Сердце Жаннат враз оборвалось. Она поняла все и выронила из рук чайник. Не обращая внимания, что обожгла кипятком ноги, бросилась в комнату мужа. Теряя сознание, упала тут же, у порога. Последнее, что увидела помутившимся взором — это окровавленное тело Армана на полу у окна.
В комнату заглянул Сакен и с ревом кинулся обратно на улицу. Тут и повстречал его Даниель. Быстрым шагом он вошел в дом. Поняв, что случилось, метнулся к телефону.
— Ах, почему же это я опоздал! — упрекал он себя, набирая номер «скорой помощи».
В этот день Даниель с отцом как раз вернулись из экспедиции в Кайракты. Кунтуар, узнав о смерти Армана, тоже сокрушался, что не смог вовремя подоспеть.
— Пьянство… — говорил Даниель. — Слишком рано он пристрастился к вину. Вот алкоголь и доконал парня.
— Не только это, — отозвался на слова сына Кунтуар. — Само пьянство было следствием многих причин. Покойная Акгуль всю жизнь дрожала над ним. Все, что ни сделает он плохого, старалась скрыть, все хорошее — преувеличить. Слепая любовь. Она никогда еще не доводила до хорошего. Умерла мать, и Арман не смог, не сумел противостоять первым же трудностям. Казалось, в вине — спасение или хотя бы облегчение страданий. Приходило привычное ощущение беззаботности… Вот в чем его трагедия.
— Да, вернись мы раньше сюда хоть на день! Я бы увез его с собой. Ведь так и решали.
ГЛАВА ВОСЬМАЯ
— Приехал к тебе поговорить, — сказал Кунтуар, усаживаясь в мягкое кресло около массивного стола, напротив Ергазы. Тот как сидел, так и не встал, не поприветствовал старого друга.
— О чем?
— Да обо всем понемногу. О жизни, о нас с тобой, об Армане…
— Любопытно. Если мы с тобою поговорим сейчас об Армане, он воскреснет, что ли?
— Зачем молоть вздор? — отрезал Кунтуар. — Ты же его отец, хоть и неродной. Даже кошка и та облизывает подброшенного ей щенка.
Ергазы рассмеялся:
— Ну, давай, давай! Выкладывай! Небось и слово «кошка» вылетело у тебя не случайно. Говорят, меня так за глаза кличут все мои недруги.
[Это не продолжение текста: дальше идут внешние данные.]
PR #663, opened 2015-11-14
rational test file; convenience creator of rational from two longs; …

### LINKED ISSUE #660: rational syntactic sugar
I would like to do in SymEngine:
```
auto q = Rational(2,3);
```

rwst:
…fixes #660


certik:
That looks good. We should then move all the rational tests into this new file.

PR #667, opened 2015-11-23
rational is_perfect_power() and nth_root(); change rational creator

rwst:
Needed for series expansion.

### DIFF
--- a/symengine/rational.cpp
+++ b/symengine/rational.cpp
@@ -91,4 +91,63 @@ void get_num_den(const Rational &rat,
     *num = integer((rat.i).get_num());
     *den = integer((rat.i).get_den());
 }
+
+bool Rational::is_perfect_power(bool is_expected) const
+{
+    const mpz_class &num = i.get_num();
+    if (mpz_cmp_ui(num.get_mpz_t(), 0) == 0)
+        return true;
+    else if (mpz_cmp_ui(num.get_mpz_t(), 1) == 0)
+        return mpz_perfect_power_p(i.get_den().get_mpz_t()) != 0;
+
+    const mpz_class &den = i.get_den();
+    if (mpz_cmp_ui(den.get_mpz_t(), 1) == 0)
+        return mpz_perfect_power_p(num.get_mpz_t()) != 0;
+    
+    if (not is_expected) {
+        if (mpz_cmpabs(num.get_mpz_t(), den.get_mpz_t()) > 0) {
+            if (mpz_perfect_power_p(den.get_mpz_t()) == 0)
+                return false;
+        }
+        else {
+            if (mpz_perfect_power_p(num.get_mpz_t()) == 0)
+                return false;
+        }
+    }
+    mpz_t prod;
+    mpz_init(prod);
+    mpz_mul(prod, num.get_mpz_t(), den.get_mpz_t());
+    bool ret = mpz_perfect_power_p(prod) != 0;
+    mpz_clear(prod);
+    return ret;
+}
+
+bool Rational::r_nth_root(const Ptr<RCP<const Rational>> &the_rat, unsigned int n) const
+{
+    mpz_t rn, rd;
+    mpz_init(rn);
+    int ret = mpz_root(rn, i.get_num().get_mpz_t(), n);
+    if (ret == 0)
+        return false;
+    mpz_init(rd);
+    ret = mpz_root(rd, i.get_den().get_mpz_t(), n);
+    if (ret == 0)
+        return false;
+    mpq_t ratn, ratd;
+    mpq_init(ratn);
+    mpq_init(ratd);
+    mpq_set_z(ratn, rn);
+    mpq_set_z(ratd, rd);
+    mpz_clear(rn);
+    mpz_clear(rd);
+    mpq_t t;
+    mpq_init(t);
+    mpq_div(t, ratn, ratd);
+    mpq_clear(ratn);
+    mpq_clear(ratd);
+    mpq_class res(t);
+    mpq_clear(t);
+    *the_rat = make_rcp<const Rational>(res);
+    return true;
+}
 } // SymEngine
--- a/symengine/rational.cpp
+++ b/symengine/rational.cpp
@@ -85,8 +85,7 @@ int Rational::compare(const Basic &o) const
     }
     if (is_a<Integer>(o)) {
         const Integer &s = static_cast<const Integer &>(o);
-        mpq_class tmp(s.as_mpz());
-        return mpq_cmp(i.get_mpq_t(), tmp.get_mpq_t());
+        return i < s.i ? -1 : 1;
     }
     throw std::runtime_error("unhandled comparison of Rational");
 }
--- a/symengine/rational.cpp
+++ b/symengine/rational.cpp
@@ -78,10 +78,16 @@ bool Rational::__eq__(const Basic &o) const
 
 int Rational::compare(const Basic &o) const
 {
-    SYMENGINE_ASSERT(is_a<Rational>(o))
-    const Rational &s = static_cast<const Rational &>(o);
-    if (i == s.i) return 0;
-    return i < s.i ? -1 : 1;
+    if (is_a<Rational>(o)) {
+        const Rational &s = static_cast<const Rational &>(o);
+        if (i == s.i) return 0;
+        return i < s.i ? -1 : 1;
+    }
+    if (is_a<Integer>(o)) {
+        const Integer &s = static_cast<const Integer &>(o);
+        return mpq_cmp_z(i.get_mpq_t(), s.as_mpz().get_mpz_t());
+    }
+    throw std::runtime_error("unhandled comparison of Rational");
 }
 
 void get_num_den(const Rational &rat,
@@ -103,7 +109,7 @@ bool Rational::is_perfect_power(bool is_expected) const
     const mpz_class &den = i.get_den();
     if (den == 0)
         return mpz_perfect_power_p(num.get_mpz_t()) != 0;
-    
+
     if (not is_expected) {
         if (mpz_cmpabs(num.get_mpz_t(), den.get_mpz_t()) > 0) {
             if (mpz_perfect_power_p(den.get_mpz_t()) == 0)
@@ -128,8 +134,7 @@ bool Rational::r_nth_root(const Ptr<RCP<const Rational>> &the_rat, unsigned int 
     ret = mpz_root(rd.get_mpz_t(), i.get_den().get_mpz_t(), n);
     if (ret == 0)
         return false;
-    mpq_class res(rn);
-    res /= rd;
+    mpq_class res(rn, rd);
     res.canonicalize();
     *the_rat = make_rcp<const Rational>(res);
     return true;
--- a/symengine/rational.cpp
+++ b/symengine/rational.cpp
@@ -124,7 +124,7 @@ bool Rational::is_perfect_power(bool is_expected) const
     return mpz_perfect_power_p(prod.get_mpz_t()) != 0;
 }
 
-bool Rational::r_nth_root(const Ptr<RCP<const Rational>> &the_rat, unsigned int n) const
+bool Rational::nth_root(const Ptr<RCP<const Number>> &the_rat, unsigned int n) const
 {
     mpz_class rn;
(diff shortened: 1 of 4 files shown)


rwst:
Argh I just noticed a mem leak.

symengine/rational.cpp
```diff
@@ -91,4 +91,68 @@ void get_num_den(const Rational &rat,
...
+        if (mpz_cmpabs(num.get_mpz_t(), den.get_mpz_t()) > 0) {
+            if (mpz_perfect_power_p(den.get_mpz_t()) == 0)
+                return false;
+        }
+        else {
+            if (mpz_perfect_power_p(num.get_mpz_t()) == 0)
+                return false;
+        }
+    }
+    mpz_t prod;
```
certik: I would suggest to use `mpz_class`. Then you don't have to worry about memory leaks, as you find out, it is so easy to leak memory.

symengine/rational.cpp
```diff
@@ -91,4 +91,68 @@ void get_num_den(const Rational &rat,
...
+    mpz_clear(rd);
+    mpq_t t;
+    mpq_init(t);
+    mpq_div(t, ratn, ratd);
+    mpq_clear(ratn);
+    mpq_clear(ratd);
+    mpq_class res(t);
+    mpq_clear(t);
+    *the_rat = make_rcp<const Rational>(res);
+    return true;
```
certik: use `mpz_class` throughout.

rwst:
Anything else?

certik:
Thanks, it looks much better. Isn't the /= operation guaranteed to produce
canonical result? Or do you still need to canonicalize by hand.

symengine/rational.cpp
```diff
@@ -91,4 +91,47 @@ void get_num_den(const Rational &rat,
...
+    int ret = mpz_root(rn.get_mpz_t(), i.get_num().get_mpz_t(), n);
+    if (ret == 0)
+        return false;
+    mpz_class rd;
+    ret = mpz_root(rd.get_mpz_t(), i.get_den().get_mpz_t(), n);
+    if (ret == 0)
+        return false;
+    mpq_class res(rn);
+    res /= rd;
+    res.canonicalize();
```
certik: Since you call `canonicalize()` anyway, why not to just replace these three lines with just:
```c++
mpq_class res(rn, rd);
res.canonicalize();
```
?

symengine/rational.h
```diff
@@ -236,9 +239,12 @@ void get_num_den(const Rational &rat,
...
 //! convenience creator from two longs
-inline RCP<const Number> rational(long n, long d) {
-    return Rational::from_two_ints(n, d);
-    }
+inline RCP<const Rational> rational(long n, long d)
+{
+    mpq_class rat(n, d);
+    rat.canonicalize();
+    return make_rcp<const Rational>(rat);
+}
```
certik: What is the motivation of this replacement? The original code just called the following function:
```c++
RCP<const Number> Rational::from_two_ints(long n, long d)
{
    if (d == 0)
        throw std::runtime_error("Rational: Division by zero.");
    mpq_class q(n, d);

    // This is potentially slow, but has to be done, since 'n/d' might not be
    // in canonical form.
    q.canonicalize();

    return Rational::from_mpq(q);
}
```
Which does the same thing, except that one check for zero denominator.

certik: Ah I see --- the main difference is that `Rational::from_mpq` returns an Integer if `n/d` is an integer. While your new version will simply fail in Debug mode in that case (and undefined behavior in Release mode).

So we need to think how to best handle this.

symengine/rational.cpp
rwst: I can't find that constructor at https://gmplib.org/manual/C_002b_002b-Interface-Rationals.html#C_002b_002b-Interface-Rationals
Bad documentation. Do you have better docs?

certik: I think it's the "Function: mpq_class::mpq_class (integer num, integer den)", since it says that `integer` is mpz_class or standard C++ integer types.

symengine/rational.h
rwst: Again, this behaviour is not in the docs cited above. So how do you know?

rwst:
In the same way that you asked on gitter for low level and high level approach, wouldn't we need a constructor for `Rational` without check for canonical?

rwst:
BTW this restriction to nonintegers also leads to the inability to `compare` a `Rational` to an integer via https://github.com/symengine/symengine/blob/master/symengine/rational.cpp#L79

symengine/rational.h
certik: I am not sure if I understand your question, but the Rational constructor requires the numbers to actually be a rational, not an integer, see here:

https://github.com/symengine/symengine/blob/63e9d3fe44827576d9afe839d892974bb5fbb600/symengine/rational.cpp#L5

and the `is_canonical` function. Since in your new code you construct an `mpq_class` even if it is an integer, then it must fail in Debug mode in `is_canonical` in that case.

certik:
I don't mind redesigning the `Rational` class if you have a better design. As I pointed above, the current design is that `Rational` is only constructed if the `mpq_class` actually holds a rational, not an integer. If you think we should change that behavior, we can discuss it. Either way though, all the code should be consistent with whatever design we chose.

rwst:
First is that mathematically QQ contains ZZ. You don't have an equivalent restriction on `Complex` so consistency would already favor rationals with denominator 1. The only reason I see would be speed but there are no numbers, are there?

certik:
Indeed, we have a similar check for Complex, as you noted: https://github.com/symengine/symengine/blob/63e9d3fe44827576d9afe839d892974bb5fbb600/symengine/complex.cpp#L13

According to the documentation:

https://gmplib.org/manual/C_002b_002b-Interface-Rationals.html

"All arithmetic operators require their operands in canonical form, and will return results in canonical form." In other words, we have to ensure ourselves that any time we use `mpq_class` to do any kind of arithmetic operation, that it is in canonical form. We currently require that before the `Rational` is even constructed, so you never have to worry about it. Since GMP returns results in canonical form, this is a no brainer. The only place when you have to check this is if you construct `mpq_class` from integers. And so that's what we currently do.

So if I understand your proposal, your idea is to not check this when `Rational` is constructed, but rather check this every time we do anything with it? That seems more complicated both in terms of code and speed, since essentially every arithmetic method now has to check for this.

There is a special case when the denominator is 1. In that case, we already implement simplified algorithms ourselves (as you suggested above) --- by simply returning an Integer or `mpz`, and then we call integer arithmetic. Here I can see a possible slow down --- since GMP always returns `mpq_class` as a result of an arithmetic operation, even if the result is actually an integer. Currently we always check for this. The alternative is not to check for this, and just keep things rational even if they are integers. I am fine either way, I though it was cleaner to return an integer if we knew it was an integer, but perhaps we shouldn't do that. I know `piranha::integer` also doesn't automatically convert to machine integer from GMP, even if its the size would fit --- one has to do it by hand, so we could follow the same approach. But since there is already an overhead in wrapping things into Integer / Rational classes, I thought the simple check in constructor is negligible, and provides a nice clean design.

rwst:
Probably I'm focussing too much on modeling of the math, which is not SymEngine's job. I agree that, relieved of that burden, one-time canonicalizatuon is best.

rwst:
This error is due to the older gmplib version. There should be a version requirement stated in the README. Will try to work around the problem here.

symengine/rational.cpp
```diff
@@ -78,10 +78,16 @@ bool Rational::__eq__(const Basic &o) const
...
-    if (i == s.i) return 0;
-    return i < s.i ? -1 : 1;
+    if (is_a<Rational>(o)) {
+        const Rational &s = static_cast<const Rational &>(o);
+        if (i == s.i) return 0;
+        return i < s.i ? -1 : 1;
+    }
+    if (is_a<Integer>(o)) {
+        const Integer &s = static_cast<const Integer &>(o);
+        return mpq_cmp_z(i.get_mpq_t(), s.as_mpz().get_mpz_t());
```
isuruf: Arithmetic operators work for different combinations of `mpz_class` and mpq_class` right?

rwst:
@isuruf you suggest to replace the call to `mpz_cmp`? There would still a separate if case be needed I guess.

symengine/rational.cpp
```diff
@@ -78,10 +78,17 @@ bool Rational::__eq__(const Basic &o) const
...
-    return i < s.i ? -1 : 1;
+    if (is_a<Rational>(o)) {
+        const Rational &s = static_cast<const Rational &>(o);
+        if (i == s.i) return 0;
+        return i < s.i ? -1 : 1;
+    }
+    if (is_a<Integer>(o)) {
+        const Integer &s = static_cast<const Integer &>(o);
+        mpq_class tmp(s.as_mpz());
+        return mpq_cmp(i.get_mpq_t(), tmp.get_mpq_t());
```
isuruf: I was suggesting something like,

```
 if (is_a<Integer>(o)) {
     const Integer &s = static_cast<const Integer &>(o);
     if (i == s.i) return 0;
     return i < s.i ? -1 : 1;
```

rwst: You don't need the if because no Rational is integer, see above.

isuruf: Yes, forgot that.

rwst:
The next step would be to have `virtual Number::nth_root()` but I'll leave it for another PR.

certik:
So now when `rational` returns a `Rational`, the new behavior is that the following will raise an exception in Debug mode:
```
rational(3, 1)
rational(6, 2)
...
```
Because they are, or simplify (after canonicalization), to an integer. I am a bit worried that this can cause some issues.

certik:
In order to merge this PR, let's at least document the requirements. So the `rational` function should have a documentation that the arguments will be canonicalized, so they don't have to be in canonical form, but they cannot simplify to an integer.

certik:
I don't know, I feel that if your arguments are not in canonical form, then you also don't know whether they don't simplify to an integer (like `rational(9, 3)`). But if you don't know that, you can't use `rational` at all anymore. On the other hand, if you know for sure that your arguments won't simplify to an integer, then you presumably already have them in canonical form. For example, in the code from this PR in `r_nth_root`, I think the `rn` divided by `rd` is already in canonical form, isn't it? Or do you have an example when this isn't the case?

So if you know your arguments are already in canonical form, then you construct the `Rational` class directly as:
```c++
mpq_class res(rn, rd);
*the_rat = make_rcp<const Rational>(res); 
```

So it seems to me that you either construct the Rational class directly since you know what you are doing, or call `rational` if you don't know much about your arguments. But then `rational` should be converted to the old behavior, where it checks for an integer and returns an integer in that case.

certik:
The philosophy of symengine is that you impose as many restrictions in the `is_canonical` for each class as you can (and only check that in Debug mode), so that inside the class you can assume all those things and call faster algorithms (e.g. in Rational you know it's not an integer, so you don't need to worry about that special case, at the same time if you have an integer, you are forced to use the Integer class, thus automatically using faster algorithms for just integers). Then the idea is to use the information about the algorithm to construct arguments of the symengine classes in canonical form and then call the constructor without any checks. 

For cases where you can't or don't want to bother constructing in canonical form, we provide high level functions like `add, mul, pow, rational`, where you just provide arguments that are not necessarily in canonical form, and these functions will check and simplify. E.g. `add(x, x)` will check and simplify to `Mul(2, x)`, e.g. you never have the instance `Add(x, x)`. In the same spirit, `rational(2, 1)` will check and convert to `Integer(2)`, e.g. you never have `Rational(2, 1)`.

So for this reason, I actually think we should revert to the old behavior. I understand that you wanted `rational` to return an instance of the `Rational` class, but in the same way that `add` can't always return an instance of the `Add` class, `rational` can't always return the instance of the `Rational` class.

@rwst let me know what you think.

rwst:
@certik Together with one of your source comments I have wrapped this up and put it in https://github.com/symengine/symengine/wiki/Beginner-Contributor-Guide-Design-of-SymEngine

I agree but that means `virtual Number::nth_root()` and `::is_perfect_power()` is immediately necessary.

certik:
Thanks for writing it up! The PR is +1 from me. Thanks for fixing it.

certik:
I've added the integer tests for `rational()`  in #669.

PR #682, opened 2015-12-14
add order term skeleton, just for printing expansions

rwst:
Needed to get at least `series(..., method='sympy')` to produce correct output with https://github.com/symengine/symengine.py/pull/28. However, order term computations will not work:
```
In [1]: from symengine import *

In [2]: x=Symbol('x') 

In [3]: series(sin(x))
Out[3]: x + (-1/6)*x**3 + (1/120)*x**5 + O(x**6)

In [4]: _*series(sin(x))
Out[4]: (x + (-1/6)*x**3 + (1/120)*x**5 + O(x**6))**2

In [5]: _.expand()
Out[5]: 2*x*O(x**6) + (-1/3)*x**3*O(x**6) + (1/60)*x**5*O(x**6) + x**2 + (-1/3)*x**4 + (2/45)*x**6 + (-1/360)*x**8 + (1/14400)*x**10 + O(x**6)**2
```


rwst:
Hmm, shouldn't it be possible to just do `_._sympy_()` and get the original behaviour? If so I have a bug in  symengine.py#28

rwst:
It may be better to return a `sympy.core.add.Add` from `series()` until there is full series manipulation capability in SymEngine. That doesn't invalidate this PR however.

certik:
How about we instead create a Series class, that will know its order and
for printing it will print the O term? That class would store it's internal
state as a piranha polynomial, thus no unnecessary conversion is needed.
The class would have methods to convert to a symengine expression in terms
of Add/Mul etc. If you want operations with the O symbol, one just has to
convert to Series first. That seems like a clean, robust and fast design to
me. What do you think?

rwst:
I quite agree. It would be also substantially more work. The idea was first to have `series()` and atm I want to have a minimal usable version in symengine.py which is possible without this PR by returning SymPy objects. Sage users would have to convert. So this PR is useless and leads in the wrong direction. Let's remove it.

certik:
Yes, I am all for a minimal usable version. I think the version we have merged is such a version. The `Series` design can be built on top. I agree it will be some work, and we can do it after our low level piranha based code is performing optimally.

PR #88, opened 2019-03-05
Utility Commands Cleanup

landrito:
This PR cleans up the functionality of the utils folder by doing the following:

- Consolidates the generation of the CLI, Client, and generated protos into util/cmd/compile_protos.go
- Moves the publishing of github resources and pushing the docker image from the circle config to the release script.
- Makes all util files no longer rely on the GOPATH env variable


noahdietz:
LGTM but to be clear, this removes the automation of releases entirely? Someone needs to run the release script now?

landrito:
Correct. This is essentially the status quo since the releasing to github and gcr.io through circle would require us to store github tokens and gcr tokens on circle, which I think is bad practice.

landrito:
Essentially the release flow would be:

1. go run util/cmd/bump_version/main.go --patch
1. PR with changelog
1. go run util/cmd/release/main.go
1. update release notes with changelog (ideally the prior step would grab the latest info from the changelog)

landrito:
Sorry to be more clear, Automated releasing through circle has never worked since someone on the team pointed out that storing github tokens on circle was a bad idea.

landrito:
Redoing this in separate PRs.

PR #89, opened 2019-03-06
Testing Service Implementation

landrito:


server/testing_service.go
```diff
@@ -0,0 +1,184 @@
...
+	pb "github.com/googleapis/gapic-showcase/server/genproto"
+	"google.golang.org/grpc/codes"
+	"google.golang.org/grpc/status"
+)
+
+// NewTestingServer returns a new TestingServer for the Showcase API.
+func NewTestingServer(observerRegistry GrpcObserverRegistry) pb.TestingServer {
+	name := fmt.Sprintf("sessions/-")
+	defaultSession := NewSession(name, pb.Session_V1_LATEST, observerRegistry)
+	sessions := []sessionEntry{sessionEntry{session: defaultSession}}
```
noahdietz: Nit: You can omit the struct field name when in-lining new structs & values. Especially when we are including only 1 of 2 fields (and here it seems a little repetitive).

I'm not 100% sure on the convention, but this is just a small nit.

server/testing_service.go
```diff
@@ -0,0 +1,184 @@
...
+	s.mu.Lock()
+	defer s.mu.Unlock()
+
+	seshProto := req.GetSession()
+	id := s.uid.next()
+	name := fmt.Sprintf("sessions/%d", id)
+	sesh := NewSession(name, seshProto.GetVersion(), s.observerRegistry)
+
+	index := len(s.sessions)
+	s.sessions = append(s.sessions, sessionEntry{session: sesh})
```
noahdietz: Same struct in-lining comment here

server/testing_service.go
```diff
@@ -0,0 +1,184 @@
...
+
+func (s *testingServerImpl) ListSessions(_ context.Context, in *pb.ListSessionsRequest) (*pb.ListSessionsResponse, error) {
+	start, err := s.token.GetIndex(in.GetPageToken())
+	if err != nil {
+		return nil, err
+	}
+
+	offset := 0
+	sessions := []*pb.Session{}
+	for _, entry := range s.sessions[start:] {
```
noahdietz: I don't remember the `token.GetIndex()` logic at all, but would it be possible for me to supply a page token that resulted in a `start` index that's out of bounds here? It might be a concern if a gapic is jacking up the request payload, but maybe its not a real problem

server/testing_service.go
```diff
@@ -0,0 +1,184 @@
...
+			continue
+		}
+		sessions = append(sessions, SessionProto(entry.session))
+		if len(sessions) >= int(in.GetPageSize()) {
+			break
+		}
+	}
+
+	nextToken := ""
+	if start+offset < len(s.sessions) {
```
noahdietz: Super nit: could be
```
if next := start + offset; next < len(s.sessions) {
  nextToken = s.token.ForIndex(next)
}
```

server/testing_service.go
```diff
@@ -0,0 +1,184 @@
...
+
+	entry := s.sessions[i]
+	s.sessions[i] = sessionEntry{session: entry.session, deleted: true}
+
+	return &empty.Empty{}, nil
+}
+
+func (s *testingServerImpl) ReportSession(_ context.Context, req *pb.ReportSessionRequest) (*pb.ReportSessionResponse, error) {
+	s.mu.Lock()
+	defer s.mu.Unlock()
```
noahdietz: Super nit: new line after this

server/testing_service.go
```diff
@@ -0,0 +1,184 @@
...
+			return SessionProto(entry.session), nil
+		}
+	}
+
+	return nil, status.Errorf(
+		codes.NotFound, "A session with name %s not found.",
+		name)
+}
+
+func (s *testingServerImpl) ListSessions(_ context.Context, in *pb.ListSessionsRequest) (*pb.ListSessionsResponse, error) {
```
noahdietz: `ListTests` below uses a lock and so does the above `GetSession`. Should we have one here as well?

server/testing_service.go
```diff
@@ -0,0 +1,184 @@
...
+	entry := s.sessions[i]
+	s.sessions[i] = sessionEntry{session: entry.session, deleted: true}
+
+	return &empty.Empty{}, nil
+}
+
+func (s *testingServerImpl) ReportSession(_ context.Context, req *pb.ReportSessionRequest) (*pb.ReportSessionResponse, error) {
+	s.mu.Lock()
+	defer s.mu.Unlock()
+	if i, ok := s.keys[req.GetName()]; ok {
```
noahdietz: `ok && !s.sessions[i].deleted {` ?

server/testing_service.go
```diff
@@ -0,0 +1,184 @@
...
+
+	return SessionProto(sesh), nil
+}
+
+func (s *testingServerImpl) GetSession(_ context.Context, req *pb.GetSessionRequest) (*pb.Session, error) {
+	s.mu.Lock()
+	defer s.mu.Unlock()
+
+	name := req.GetName()
+	if i, ok := s.keys[name]; ok {
```
noahdietz:
```go
if i, ok := s.keys[name]; ok && !s.sessions[i].deleted {
  return SessionProto(s.sessions[i].session), nil
}
```

server/testing_service.go
landrito: It's definitely possible. I tried to deter by making it hard to provide a valid page token that will result in a start that is out of bounds. This logic is everywhere so I'll make an issue to add a guard to protect from that.

server/testing_service.go
landrito: Resolving due to offline conversation.

server/testing_service.go
landrito: Resolving due to offline conversation.

server/testing_service.go
landrito: Done.

server/testing_service.go
landrito: Done.

server/testing_service.go
landrito: Ah good catch thanks! Done.

server/testing_service.go
landrito: Done.

server/testing_service.go
landrito: Done.

server/testing_service.go
landrito: I filed: https://github.com/googleapis/gapic-showcase/issues/90

PR #93, opened 2019-03-13
Server dir cleanup

landrito:
- Moves service implementations into their own separate directory.
  - I am trying to place the v1 test spec into a separate directory. The test cases have dependencies on some things in the server directory and would cause a circular dependency when the testing service depends on the v1 spec.
- Adds some documentation to exported things. 
- Addresses some VSCode suggestions


server/services/common_test.go
```diff
@@ -0,0 +1,31 @@
+// Copyright 2019 Google LLC
```
noahdietz: `_test.go` is a suffix reserved for files that contain test functions. We might consider naming this something like `test_utils.go` or `test_common.go`.

landrito: Done!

…Смерть Армана так опечалила старого археолога, что он несколько ночей не мог уснуть. Все перебирал в памяти его жизнь и пришел к выводу, что не один Арман повинен… Повинны в его гибели и некоторые друзья-товарищи. И Ергазы. Разве в том дело, кровный он тебе сын или нет? Раз вырос на твоих руках, значит — родной. Ты в первую голову и в ответе за его судьбу.